How challenging it is to teach AI to someone without higher mathematics or programming knowledge?

Together with Jeremy Howard, our long-term vision for fast.ai is to build tools so that people don’t need to learn how to code. But the technology is not there yet, and for now, people do need to know how to code to build deep learning models. However, everyone should be involved in deciding policy and governance questions around the use of AI in society, regardless of whether they know how to code (and knowledge of the humanities and social sciences is incredibly important in considering these questions). My data ethics course, which talks about bias, disinformation, surveillance and venture capital ecosystem has no prerequisites.

What’s the greatest professional challenge you’ve overcome?

There is a cumulative exhaustion that builds up from years or even decades of dealing with sexism and toxicity. That has been challenging, but I am very happy with where I am now.

What do you consider your greatest achievement?

I am so proud of fast.ai. Back in 2013, I was trying to pivot from mathematics to deep learning and I just found the field to be so cliquish. If you hadn’t gone to grad school and studied under certain professors, it was just so hard to access the knowledge of AI and deep learning. Nobody was writing down the practical knowledge and people were often quite unwelcoming about it. I’m proud of fast.ai because we tried to open it up to a more diverse group and make available the practical things you need to know about writing code.
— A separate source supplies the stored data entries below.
PR #52, opened 2017-04-05
Add postMessage to window API

BenLambertNcl:
Adds `window.postMessage(message)` to the window API. In the browser, this uses `postMessage()`, whereas in OpenFin and Electron, it is just a wrapper around the `MessageService` call.


packages/api-specification/src/messaging/messaging-api.md
```diff
@@ -1,5 +1,5 @@
 ## Overview
-The Messaging API is used to communicate between windows
+The Messaging API is used to communicate between windows. Messages can also be send directly to a window using the window API.
```
AndyMJones: sent*

BenLambertNcl:
Fixed :)

AndyMJones (approved):

PR #53, opened 2017-04-05
Add shared options

AndyMJones:


packages/api-openfin/src/window.js
```diff
@@ -1,43 +1,80 @@
...
-          windowOptions,
+          mergedOptions,
           {
             name,
             url
           }
         );
 
-        newWindow = new fin.desktop.Window(options, () => newWindow.show(), handleError);
+        newWindow = new fin.desktop.Window(childOptions, null, handleError);
```
BenLambertNcl: We could just have `newWindow = new fin.desktop.Window(childOptions);`. We need to add window success/error callbacks at some point anyway

packages/api-specification/src/window/window-api.md
```diff
@@ -26,15 +26,23 @@ Object to set features of the new window (non browser only).
 * `alwaysOnTop: boolean` - whether the window is always on top of other windows.
 * `backgroundColor: string` - set the backgroundColor of the window before the page loads.
 * `child: boolean` - make the new window a child of the current window.
+* `center: boolean` - position the new window in the center of the main screen. (only works on new windows with new ids)
 * `frame: boolean` - create the new window with a frame.
+* `hasShadow: boolean` - show shadows for frameless windows.
+* `height: Integer` - window's height in pixels.
```
BenLambertNcl: Small 'i'? Or all the others capitals? Don't mind which but think it will look better if its consistent :)

BenLambertNcl (commented):
Looks good, some very minor comments :+1:

packages/api-openfin/src/window.js
```diff
@@ -1,43 +1,80 @@
 let currentWindow = null;
 import MessageService from './message-service';
 
+const optionsMap = {
```
BenLambertNcl: If this is at the top its probably best to have the eventMap at the top as well

BenLambertNcl (approved):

Also, I am now the Founding Director of the Center for Applied Data Ethics at the University of San Francisco, which started a year and a half ago. We are focusing on harms of algorithmic systems that are happening right now to real people. Surveillance, disinformation, bias: I feel like these are some of the most important topics we can be working on. We have tried to bring together a mix of people from the industry, non-profit organizations, the community, academia, and local government to work on these issues.

Who’s been your biggest influence?

My partner and co-Founder of fast.ai, Jeremy Howard. He is a very unconventional thinker, in a refreshing way. He is ambitious and confident when it comes to innovation. On top of that, he’s also a kind, thoughtful and very caring person.

Finally, how would you recommend people get started in AI and deep learning, without getting overwhelmed?

Natually, I’m biased towards fast.ai. We offer practical AI and deep learning courses for coders, with the only pre-requisite being one year of coding experience. All courses are free and have no ads. We’ve had several students who have gone on to secure jobs in the industry, write public papers or start their own companies.

In more general terms, I strongly recommend finding a resource that’s good enough and then sticking with it. Some students get stuck bouncing between different tutorials and courses, never completing anything. It’s also helpful to build your own project, but again, you have to stick with it. See it through to completion and don’t be tempted to start something else until it’s finished.